Glas uit de Oudheid

Eeuwenoud meesterschap, glas uit de oudheid

Niet iedere verzamelaar weet exact wanneer zijn collectie begon. Maar Nico Bijnsdorp (°1945) wel: op 8 oktober 1995 kocht hij bij Mieke Zilverberg in Amsterdam zijn eerste stuk Romeins glas. Het vormde het begin van een topverzameling glaskunst uit de oudheid waarvan 24 stukken nu te zien zijn in het RMO. Een verhaal van gedreven passie en kennis dat zijn gelijke in Nederland niet kent.

TEKST: ELS BRACKE

Het materiaal fascineerde Bijnsdorp al van in de jaren tachtig toen hij voor zijn werk in het toenmalige Tsjechoslowakije kwam. “Glas heeft zoveel boeiende aspecten dat het voor mij het boeiendste materiaal is op de wereld. Als het nog heet is, dan is glas buigzaam en kan je het vormen naar wens. Maar eenmaal afgekoeld, is het zo hard als maar kan zijn. Glas is tegelijk breekbaar en sterk en je kan het bovendien in alle mogelijke kleuren persen, blazen en gieten.” Vanuit de ateliers van Frantisek Visner, Stanislav Libenský en Jaroslava Brychtová, Pavel Hlava en Jaromir Rybak gingen in die jaren prachtige stukken rechtstreeks naar Bijnsdorps collectie. Op het moment echter dat de hedendaagse glascollectie 25 breekbare stukken telde, waaronder ook een imposante 4-delige Persian Set van Dale Chihuly, zorgden pragmatiek en een bezorgde echtgenote voor een wending in het parcours.

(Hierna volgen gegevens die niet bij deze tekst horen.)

PR #923, opened 2026-08-23
fix: open tutorial language menu downward

YOIMIYA66:
## Summary
- Make the first-run tutorial language menu open downward in the default window layout.
- Widen the tutorial-only picker so `Português (Brasil)` stays on one line.
- Preserve the shared picker's adaptive upward fallback for constrained windows and enlarged text.

## Problem context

Een klein aubergine-kleurig Romeins glazen kannetje bij Royal Athena op de TEFAF opende het venster op een nieuwe glaswereld: die van de oudheid. “Vanaf toen ging ik studeren, handelaren raadplegen en musea bezoeken om vervolgens in 1995 op de PAN mijn eerste Romeinse druppelaar aan te kopen, het prille begin van mijn nu 400 stukken tellende collectie.” De glashonger was destijds dusdanig groot dat Bijnsdorp nog op diezelfde PAN een tweede en een derde stuk kocht bij Frides Lameris. Van de 6e eeuw v. Chr. tot de 5e eeuw n. Chr., van vroeg-byzantijns werk tot de Merovingische periode, de Bijnsdorp collectie bestrijkt ruim duizend jaar vakmanschap uit het Romeinse gebied. Hij zag er bovendien op toe dat alle vervaardigingstechnieken aan bod komen: vormgeblazen, in de bal geblazen, vrij geblazen, gegoten en geperst – maar ook koude technieken zoals geslepen of gegraveerd. Om het beeld compleet te maken zocht hij naar alle mogelijke kleurtinten, zelfs het geïriseerde en korrelloze glas, en alle vormen die tijdens die eeuwen tot stand kwamen.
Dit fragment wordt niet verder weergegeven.